(Records to process Opens)
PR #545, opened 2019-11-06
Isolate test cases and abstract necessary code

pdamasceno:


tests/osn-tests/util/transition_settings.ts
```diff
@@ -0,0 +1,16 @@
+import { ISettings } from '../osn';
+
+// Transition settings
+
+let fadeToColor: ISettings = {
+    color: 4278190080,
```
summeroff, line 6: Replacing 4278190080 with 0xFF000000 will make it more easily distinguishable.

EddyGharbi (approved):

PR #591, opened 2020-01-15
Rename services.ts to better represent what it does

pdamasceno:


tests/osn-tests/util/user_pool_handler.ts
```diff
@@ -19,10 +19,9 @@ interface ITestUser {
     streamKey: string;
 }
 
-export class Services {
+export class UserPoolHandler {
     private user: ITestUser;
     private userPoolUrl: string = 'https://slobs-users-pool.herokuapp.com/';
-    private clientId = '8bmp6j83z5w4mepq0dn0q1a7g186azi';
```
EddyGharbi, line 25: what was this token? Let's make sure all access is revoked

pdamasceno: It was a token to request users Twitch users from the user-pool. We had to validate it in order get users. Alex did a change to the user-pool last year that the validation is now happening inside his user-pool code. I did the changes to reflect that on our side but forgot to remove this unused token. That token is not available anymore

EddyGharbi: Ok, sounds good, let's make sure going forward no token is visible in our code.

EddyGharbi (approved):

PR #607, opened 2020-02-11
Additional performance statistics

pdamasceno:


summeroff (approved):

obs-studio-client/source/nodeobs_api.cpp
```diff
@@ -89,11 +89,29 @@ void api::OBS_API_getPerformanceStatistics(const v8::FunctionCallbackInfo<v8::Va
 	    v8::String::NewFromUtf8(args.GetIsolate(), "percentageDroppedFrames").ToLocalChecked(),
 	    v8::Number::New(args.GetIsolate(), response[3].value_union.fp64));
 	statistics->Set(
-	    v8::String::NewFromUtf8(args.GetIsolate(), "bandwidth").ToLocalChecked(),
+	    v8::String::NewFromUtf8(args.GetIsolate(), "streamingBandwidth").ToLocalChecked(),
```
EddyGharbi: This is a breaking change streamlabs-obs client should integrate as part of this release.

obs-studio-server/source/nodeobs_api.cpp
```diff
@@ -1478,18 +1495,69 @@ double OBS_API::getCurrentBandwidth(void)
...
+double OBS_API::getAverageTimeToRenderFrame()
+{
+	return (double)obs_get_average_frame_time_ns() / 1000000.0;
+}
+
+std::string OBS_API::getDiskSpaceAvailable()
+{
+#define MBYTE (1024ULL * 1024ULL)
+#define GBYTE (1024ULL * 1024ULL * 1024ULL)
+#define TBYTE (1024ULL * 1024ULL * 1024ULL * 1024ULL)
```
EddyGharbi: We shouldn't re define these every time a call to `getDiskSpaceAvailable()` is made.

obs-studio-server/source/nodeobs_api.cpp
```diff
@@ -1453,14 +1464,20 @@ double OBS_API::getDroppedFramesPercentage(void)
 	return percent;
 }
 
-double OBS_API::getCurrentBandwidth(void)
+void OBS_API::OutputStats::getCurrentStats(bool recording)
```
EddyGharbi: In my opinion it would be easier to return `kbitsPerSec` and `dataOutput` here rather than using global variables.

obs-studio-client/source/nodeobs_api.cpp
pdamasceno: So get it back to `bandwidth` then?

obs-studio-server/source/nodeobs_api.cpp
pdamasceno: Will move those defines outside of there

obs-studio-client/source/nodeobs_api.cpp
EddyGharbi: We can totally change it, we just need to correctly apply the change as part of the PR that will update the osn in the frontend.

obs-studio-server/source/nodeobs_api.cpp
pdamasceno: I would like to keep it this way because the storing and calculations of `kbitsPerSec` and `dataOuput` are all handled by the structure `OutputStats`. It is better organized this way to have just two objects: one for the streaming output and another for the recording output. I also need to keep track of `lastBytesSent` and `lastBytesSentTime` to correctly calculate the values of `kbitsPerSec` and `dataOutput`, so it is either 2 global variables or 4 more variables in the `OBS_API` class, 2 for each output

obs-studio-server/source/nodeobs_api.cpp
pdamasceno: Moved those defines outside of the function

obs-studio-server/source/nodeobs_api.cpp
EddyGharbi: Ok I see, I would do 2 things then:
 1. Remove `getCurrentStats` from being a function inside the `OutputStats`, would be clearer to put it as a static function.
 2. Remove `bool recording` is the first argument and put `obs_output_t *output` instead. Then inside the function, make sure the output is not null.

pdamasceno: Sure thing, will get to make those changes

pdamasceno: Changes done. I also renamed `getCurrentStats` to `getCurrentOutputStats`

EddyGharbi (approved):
(Records to process Closes)
__Exercise prompt__
Set down every record once more, exactly as written.

__Written solution__
PR #545, opened 2019-11-06
Isolate test cases and abstract necessary code

pdamasceno:


tests/osn-tests/util/transition_settings.ts
```diff
@@ -0,0 +1,16 @@
+import { ISettings } from '../osn';
+
+// Transition settings
+
+let fadeToColor: ISettings = {
+    color: 4278190080,
```
summeroff, line 6: Replacing 4278190080 with 0xFF000000 will make it more easily distinguishable.

EddyGharbi (approved):

PR #591, opened 2020-01-15
Rename services.ts to better represent what it does

pdamasceno:


tests/osn-tests/util/user_pool_handler.ts
```diff
@@ -19,10 +19,9 @@ interface ITestUser {
     streamKey: string;
 }
 
-export class Services {
+export class UserPoolHandler {
     private user: ITestUser;
     private userPoolUrl: string = 'https://slobs-users-pool.herokuapp.com/';
-    private clientId = '8bmp6j83z5w4mepq0dn0q1a7g186azi';
```
EddyGharbi, line 25: what was this token? Let's make sure all access is revoked

pdamasceno: It was a token to request users Twitch users from the user-pool. We had to validate it in order get users. Alex did a change to the user-pool last year that the validation is now happening inside his user-pool code. I did the changes to reflect that on our side but forgot to remove this unused token. That token is not available anymore

EddyGharbi: Ok, sounds good, let's make sure going forward no token is visible in our code.

EddyGharbi (approved):

PR #607, opened 2020-02-11
Additional performance statistics

pdamasceno:


summeroff (approved):

obs-studio-client/source/nodeobs_api.cpp
```diff
@@ -89,11 +89,29 @@ void api::OBS_API_getPerformanceStatistics(const v8::FunctionCallbackInfo<v8::Va
 	    v8::String::NewFromUtf8(args.GetIsolate(), "percentageDroppedFrames").ToLocalChecked(),
 	    v8::Number::New(args.GetIsolate(), response[3].value_union.fp64));
 	statistics->Set(
-	    v8::String::NewFromUtf8(args.GetIsolate(), "bandwidth").ToLocalChecked(),
+	    v8::String::NewFromUtf8(args.GetIsolate(), "streamingBandwidth").ToLocalChecked(),
```
EddyGharbi: This is a breaking change streamlabs-obs client should integrate as part of this release.

obs-studio-server/source/nodeobs_api.cpp
```diff
@@ -1478,18 +1495,69 @@ double OBS_API::getCurrentBandwidth(void)
...
+double OBS_API::getAverageTimeToRenderFrame()
+{
+	return (double)obs_get_average_frame_time_ns() / 1000000.0;
+}
+
+std::string OBS_API::getDiskSpaceAvailable()
+{
+#define MBYTE (1024ULL * 1024ULL)
+#define GBYTE (1024ULL * 1024ULL * 1024ULL)
+#define TBYTE (1024ULL * 1024ULL * 1024ULL * 1024ULL)
```
EddyGharbi: We shouldn't re define these every time a call to `getDiskSpaceAvailable()` is made.

obs-studio-server/source/nodeobs_api.cpp
```diff
@@ -1453,14 +1464,20 @@ double OBS_API::getDroppedFramesPercentage(void)
 	return percent;
 }
 
-double OBS_API::getCurrentBandwidth(void)
+void OBS_API::OutputStats::getCurrentStats(bool recording)
```
EddyGharbi: In my opinion it would be easier to return `kbitsPerSec` and `dataOutput` here rather than using global variables.

obs-studio-client/source/nodeobs_api.cpp
pdamasceno: So get it back to `bandwidth` then?

obs-studio-server/source/nodeobs_api.cpp
pdamasceno: Will move those defines outside of there

obs-studio-client/source/nodeobs_api.cpp
EddyGharbi: We can totally change it, we just need to correctly apply the change as part of the PR that will update the osn in the frontend.

obs-studio-server/source/nodeobs_api.cpp
pdamasceno: I would like to keep it this way because the storing and calculations of `kbitsPerSec` and `dataOuput` are all handled by the structure `OutputStats`. It is better organized this way to have just two objects: one for the streaming output and another for the recording output. I also need to keep track of `lastBytesSent` and `lastBytesSentTime` to correctly calculate the values of `kbitsPerSec` and `dataOutput`, so it is either 2 global variables or 4 more variables in the `OBS_API` class, 2 for each output

obs-studio-server/source/nodeobs_api.cpp
pdamasceno: Moved those defines outside of the function

obs-studio-server/source/nodeobs_api.cpp
EddyGharbi: Ok I see, I would do 2 things then:
 1. Remove `getCurrentStats` from being a function inside the `OutputStats`, would be clearer to put it as a static function.
 2. Remove `bool recording` is the first argument and put `obs_output_t *output` instead. Then inside the function, make sure the output is not null.

pdamasceno: Sure thing, will get to make those changes

pdamasceno: Changes done. I also renamed `getCurrentStats` to `getCurrentOutputStats`

EddyGharbi (approved):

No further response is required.